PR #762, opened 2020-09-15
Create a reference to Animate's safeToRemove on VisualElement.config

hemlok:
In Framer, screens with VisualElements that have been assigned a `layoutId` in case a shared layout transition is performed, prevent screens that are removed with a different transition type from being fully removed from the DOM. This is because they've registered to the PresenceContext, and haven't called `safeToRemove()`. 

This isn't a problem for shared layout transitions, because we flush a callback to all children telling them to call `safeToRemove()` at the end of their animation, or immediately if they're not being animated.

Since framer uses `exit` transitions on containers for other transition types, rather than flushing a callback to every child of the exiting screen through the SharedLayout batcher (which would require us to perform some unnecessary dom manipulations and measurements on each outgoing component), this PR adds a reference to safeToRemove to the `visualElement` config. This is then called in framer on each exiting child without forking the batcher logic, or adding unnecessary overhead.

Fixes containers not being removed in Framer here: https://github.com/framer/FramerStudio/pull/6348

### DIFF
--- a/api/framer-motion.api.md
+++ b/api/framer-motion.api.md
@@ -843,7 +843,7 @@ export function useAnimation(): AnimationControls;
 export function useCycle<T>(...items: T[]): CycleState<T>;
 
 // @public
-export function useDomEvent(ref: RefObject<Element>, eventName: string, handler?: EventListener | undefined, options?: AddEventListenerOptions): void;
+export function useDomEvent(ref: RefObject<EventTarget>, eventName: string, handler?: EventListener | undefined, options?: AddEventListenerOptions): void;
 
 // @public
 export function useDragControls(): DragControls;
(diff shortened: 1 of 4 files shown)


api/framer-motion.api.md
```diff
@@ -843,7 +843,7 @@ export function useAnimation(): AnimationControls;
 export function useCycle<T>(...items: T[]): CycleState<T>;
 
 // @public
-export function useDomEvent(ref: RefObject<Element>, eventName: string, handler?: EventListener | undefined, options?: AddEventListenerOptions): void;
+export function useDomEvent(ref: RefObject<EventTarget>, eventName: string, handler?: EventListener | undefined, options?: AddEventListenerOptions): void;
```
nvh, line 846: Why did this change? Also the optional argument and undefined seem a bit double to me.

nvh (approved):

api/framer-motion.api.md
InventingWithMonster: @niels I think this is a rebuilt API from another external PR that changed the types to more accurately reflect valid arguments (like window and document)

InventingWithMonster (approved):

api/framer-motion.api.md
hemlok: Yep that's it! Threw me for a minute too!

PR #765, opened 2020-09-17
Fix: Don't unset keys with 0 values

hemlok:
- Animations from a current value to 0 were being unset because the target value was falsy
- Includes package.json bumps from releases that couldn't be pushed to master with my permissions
⁂
■ Your task ■
The lines you need are those holding the word "called"; copy each of them from the material above.

■ Result for this exercise ■
In Framer, screens with VisualElements that have been assigned a `layoutId` in case a shared layout transition is performed, prevent screens that are removed with a different transition type from being fully removed from the DOM. This is because they've registered to the PresenceContext, and haven't called `safeToRemove()`. 
Since framer uses `exit` transitions on containers for other transition types, rather than flushing a callback to every child of the exiting screen through the SharedLayout batcher (which would require us to perform some unnecessary dom manipulations and measurements on each outgoing component), this PR adds a reference to safeToRemove to the `visualElement` config. This is then called in framer on each exiting child without forking the batcher logic, or adding unnecessary overhead.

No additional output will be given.